* **Work instructions**
Every line in the listing below from the one with "Selecting the entire" through the one with "--- a/main/lsp/ExtractVariable.cc" is to be reproduced exactly, both ends included; leave out the rest.
____ Given information
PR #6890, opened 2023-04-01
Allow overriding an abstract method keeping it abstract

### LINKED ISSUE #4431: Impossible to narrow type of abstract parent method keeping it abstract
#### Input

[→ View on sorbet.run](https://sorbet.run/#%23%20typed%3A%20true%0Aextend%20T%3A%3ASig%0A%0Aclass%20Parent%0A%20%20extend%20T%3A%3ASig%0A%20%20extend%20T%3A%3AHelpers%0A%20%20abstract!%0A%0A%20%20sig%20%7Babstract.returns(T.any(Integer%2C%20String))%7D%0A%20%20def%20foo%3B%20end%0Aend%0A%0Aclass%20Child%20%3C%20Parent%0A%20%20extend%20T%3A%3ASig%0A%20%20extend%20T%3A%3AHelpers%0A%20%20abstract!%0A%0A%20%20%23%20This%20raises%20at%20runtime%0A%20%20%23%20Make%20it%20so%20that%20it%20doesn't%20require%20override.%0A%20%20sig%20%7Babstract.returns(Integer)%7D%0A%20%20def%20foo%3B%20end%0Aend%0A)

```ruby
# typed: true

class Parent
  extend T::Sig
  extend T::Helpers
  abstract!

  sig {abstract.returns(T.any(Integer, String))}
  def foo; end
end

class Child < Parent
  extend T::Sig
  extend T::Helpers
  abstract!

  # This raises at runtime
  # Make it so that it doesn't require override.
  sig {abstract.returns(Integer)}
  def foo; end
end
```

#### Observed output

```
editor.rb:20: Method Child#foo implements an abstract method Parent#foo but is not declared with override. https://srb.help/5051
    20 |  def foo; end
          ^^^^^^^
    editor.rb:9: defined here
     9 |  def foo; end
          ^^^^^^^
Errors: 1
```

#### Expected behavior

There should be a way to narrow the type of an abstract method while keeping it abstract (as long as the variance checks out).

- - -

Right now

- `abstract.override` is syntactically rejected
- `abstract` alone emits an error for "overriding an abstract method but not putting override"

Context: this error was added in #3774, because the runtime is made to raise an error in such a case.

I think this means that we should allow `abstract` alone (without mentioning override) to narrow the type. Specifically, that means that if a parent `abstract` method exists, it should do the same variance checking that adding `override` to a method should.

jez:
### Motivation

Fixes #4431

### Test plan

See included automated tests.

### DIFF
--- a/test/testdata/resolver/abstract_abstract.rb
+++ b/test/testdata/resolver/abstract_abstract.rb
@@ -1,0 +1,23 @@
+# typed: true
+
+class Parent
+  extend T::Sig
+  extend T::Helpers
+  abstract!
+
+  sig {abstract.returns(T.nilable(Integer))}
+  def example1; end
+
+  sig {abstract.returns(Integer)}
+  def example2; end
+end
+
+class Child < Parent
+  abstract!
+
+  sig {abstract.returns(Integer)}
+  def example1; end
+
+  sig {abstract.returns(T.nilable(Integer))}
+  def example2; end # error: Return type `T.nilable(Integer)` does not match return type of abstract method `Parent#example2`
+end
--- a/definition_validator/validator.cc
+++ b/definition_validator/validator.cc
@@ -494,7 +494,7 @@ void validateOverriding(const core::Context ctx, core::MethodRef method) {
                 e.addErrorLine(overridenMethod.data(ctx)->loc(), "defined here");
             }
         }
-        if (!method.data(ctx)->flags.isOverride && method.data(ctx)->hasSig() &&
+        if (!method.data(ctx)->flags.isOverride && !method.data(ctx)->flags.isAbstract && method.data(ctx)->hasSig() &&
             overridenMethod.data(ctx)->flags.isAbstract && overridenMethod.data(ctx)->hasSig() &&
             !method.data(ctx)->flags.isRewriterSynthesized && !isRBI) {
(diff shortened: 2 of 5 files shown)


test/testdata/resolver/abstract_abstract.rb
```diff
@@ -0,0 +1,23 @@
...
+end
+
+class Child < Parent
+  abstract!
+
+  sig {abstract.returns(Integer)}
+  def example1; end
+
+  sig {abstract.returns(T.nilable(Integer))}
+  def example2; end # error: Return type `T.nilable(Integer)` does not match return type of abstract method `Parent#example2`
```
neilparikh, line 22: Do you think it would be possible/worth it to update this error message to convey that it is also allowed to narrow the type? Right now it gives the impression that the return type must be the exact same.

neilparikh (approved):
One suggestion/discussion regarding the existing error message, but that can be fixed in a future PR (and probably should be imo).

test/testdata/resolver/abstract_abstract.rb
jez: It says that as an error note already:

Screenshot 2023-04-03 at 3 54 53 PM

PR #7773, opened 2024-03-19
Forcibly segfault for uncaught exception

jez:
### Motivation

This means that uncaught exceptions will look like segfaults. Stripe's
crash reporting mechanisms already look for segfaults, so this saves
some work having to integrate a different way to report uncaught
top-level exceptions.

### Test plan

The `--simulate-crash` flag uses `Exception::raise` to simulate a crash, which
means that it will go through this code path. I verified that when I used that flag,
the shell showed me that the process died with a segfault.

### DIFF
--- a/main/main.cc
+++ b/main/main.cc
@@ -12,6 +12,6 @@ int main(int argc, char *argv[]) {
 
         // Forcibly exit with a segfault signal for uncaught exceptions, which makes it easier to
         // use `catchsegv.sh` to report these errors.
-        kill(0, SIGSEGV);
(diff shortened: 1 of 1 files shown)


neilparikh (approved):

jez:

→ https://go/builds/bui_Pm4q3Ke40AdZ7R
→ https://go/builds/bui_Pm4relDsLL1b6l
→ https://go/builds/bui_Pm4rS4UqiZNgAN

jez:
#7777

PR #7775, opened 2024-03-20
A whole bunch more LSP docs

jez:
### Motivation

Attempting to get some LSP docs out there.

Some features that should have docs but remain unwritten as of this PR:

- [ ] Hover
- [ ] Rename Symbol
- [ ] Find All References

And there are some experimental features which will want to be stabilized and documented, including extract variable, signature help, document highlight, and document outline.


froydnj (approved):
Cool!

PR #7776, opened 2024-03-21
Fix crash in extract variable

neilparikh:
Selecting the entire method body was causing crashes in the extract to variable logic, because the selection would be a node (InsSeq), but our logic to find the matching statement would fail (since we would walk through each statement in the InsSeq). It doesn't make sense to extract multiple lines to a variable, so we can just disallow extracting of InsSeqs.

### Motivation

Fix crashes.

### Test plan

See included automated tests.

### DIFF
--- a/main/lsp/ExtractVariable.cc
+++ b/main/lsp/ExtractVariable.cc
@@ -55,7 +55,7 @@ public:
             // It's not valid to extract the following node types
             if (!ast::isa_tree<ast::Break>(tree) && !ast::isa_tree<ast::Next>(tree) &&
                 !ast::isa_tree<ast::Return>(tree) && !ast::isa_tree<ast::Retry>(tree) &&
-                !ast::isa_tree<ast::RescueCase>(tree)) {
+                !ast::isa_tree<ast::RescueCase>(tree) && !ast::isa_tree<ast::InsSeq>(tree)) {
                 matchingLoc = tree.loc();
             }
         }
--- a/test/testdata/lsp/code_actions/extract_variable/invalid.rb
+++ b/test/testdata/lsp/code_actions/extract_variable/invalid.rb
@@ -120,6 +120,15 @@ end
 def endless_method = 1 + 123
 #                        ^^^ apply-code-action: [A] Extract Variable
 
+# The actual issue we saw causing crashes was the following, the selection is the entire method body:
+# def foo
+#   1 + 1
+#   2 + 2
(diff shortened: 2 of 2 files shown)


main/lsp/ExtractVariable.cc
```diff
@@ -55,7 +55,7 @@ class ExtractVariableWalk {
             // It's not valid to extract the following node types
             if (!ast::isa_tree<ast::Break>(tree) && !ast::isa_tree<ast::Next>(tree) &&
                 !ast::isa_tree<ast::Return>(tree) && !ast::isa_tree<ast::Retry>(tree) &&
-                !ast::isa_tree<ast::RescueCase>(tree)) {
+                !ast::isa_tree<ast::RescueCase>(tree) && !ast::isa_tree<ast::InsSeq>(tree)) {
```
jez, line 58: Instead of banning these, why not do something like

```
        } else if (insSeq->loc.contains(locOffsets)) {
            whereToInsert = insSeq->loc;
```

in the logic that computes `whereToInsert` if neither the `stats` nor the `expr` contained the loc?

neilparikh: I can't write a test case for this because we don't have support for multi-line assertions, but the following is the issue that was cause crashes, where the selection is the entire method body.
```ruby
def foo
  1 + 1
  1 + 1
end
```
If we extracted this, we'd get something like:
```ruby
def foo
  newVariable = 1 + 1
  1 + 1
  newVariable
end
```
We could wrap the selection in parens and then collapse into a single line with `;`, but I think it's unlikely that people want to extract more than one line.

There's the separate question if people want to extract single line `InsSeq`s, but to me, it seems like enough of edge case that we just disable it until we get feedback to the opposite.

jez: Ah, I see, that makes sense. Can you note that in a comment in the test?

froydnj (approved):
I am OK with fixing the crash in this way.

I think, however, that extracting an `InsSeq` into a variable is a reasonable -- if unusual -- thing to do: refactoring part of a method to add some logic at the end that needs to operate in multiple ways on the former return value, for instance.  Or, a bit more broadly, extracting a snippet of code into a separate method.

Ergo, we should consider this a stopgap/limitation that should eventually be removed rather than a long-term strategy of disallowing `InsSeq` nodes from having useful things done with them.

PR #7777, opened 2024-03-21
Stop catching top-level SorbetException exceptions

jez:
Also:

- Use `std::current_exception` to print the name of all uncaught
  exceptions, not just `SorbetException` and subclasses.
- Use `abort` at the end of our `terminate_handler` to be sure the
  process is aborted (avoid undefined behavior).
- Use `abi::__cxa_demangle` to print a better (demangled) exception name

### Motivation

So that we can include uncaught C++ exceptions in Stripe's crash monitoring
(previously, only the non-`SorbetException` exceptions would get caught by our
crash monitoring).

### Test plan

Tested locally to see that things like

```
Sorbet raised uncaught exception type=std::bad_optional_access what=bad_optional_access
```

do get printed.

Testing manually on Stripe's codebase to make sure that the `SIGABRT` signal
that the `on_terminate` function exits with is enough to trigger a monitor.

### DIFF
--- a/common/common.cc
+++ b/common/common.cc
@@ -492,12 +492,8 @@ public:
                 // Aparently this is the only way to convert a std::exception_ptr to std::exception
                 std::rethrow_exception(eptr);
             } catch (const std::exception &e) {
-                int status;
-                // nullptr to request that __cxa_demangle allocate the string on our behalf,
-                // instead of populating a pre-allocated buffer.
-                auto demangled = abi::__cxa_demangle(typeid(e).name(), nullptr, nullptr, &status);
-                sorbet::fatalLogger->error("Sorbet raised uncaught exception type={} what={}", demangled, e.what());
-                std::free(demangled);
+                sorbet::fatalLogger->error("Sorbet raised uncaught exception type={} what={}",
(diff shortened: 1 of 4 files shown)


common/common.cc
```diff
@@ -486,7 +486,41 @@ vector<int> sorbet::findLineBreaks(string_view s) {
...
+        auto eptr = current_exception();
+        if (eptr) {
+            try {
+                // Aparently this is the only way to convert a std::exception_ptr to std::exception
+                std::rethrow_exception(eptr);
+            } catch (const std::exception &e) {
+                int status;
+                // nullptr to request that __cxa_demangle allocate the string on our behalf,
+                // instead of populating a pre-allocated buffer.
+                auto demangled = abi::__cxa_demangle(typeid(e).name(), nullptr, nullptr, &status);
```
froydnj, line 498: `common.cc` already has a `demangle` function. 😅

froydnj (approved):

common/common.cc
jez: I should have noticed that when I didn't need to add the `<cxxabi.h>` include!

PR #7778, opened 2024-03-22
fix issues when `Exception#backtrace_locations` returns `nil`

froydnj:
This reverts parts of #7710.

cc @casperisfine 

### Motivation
________
* **Reply to the exercise**
Selecting the entire method body was causing crashes in the extract to variable logic, because the selection would be a node (InsSeq), but our logic to find the matching statement would fail (since we would walk through each statement in the InsSeq). It doesn't make sense to extract multiple lines to a variable, so we can just disallow extracting of InsSeqs.

### Motivation

Fix crashes.

### Test plan

See included automated tests.

### DIFF
--- a/main/lsp/ExtractVariable.cc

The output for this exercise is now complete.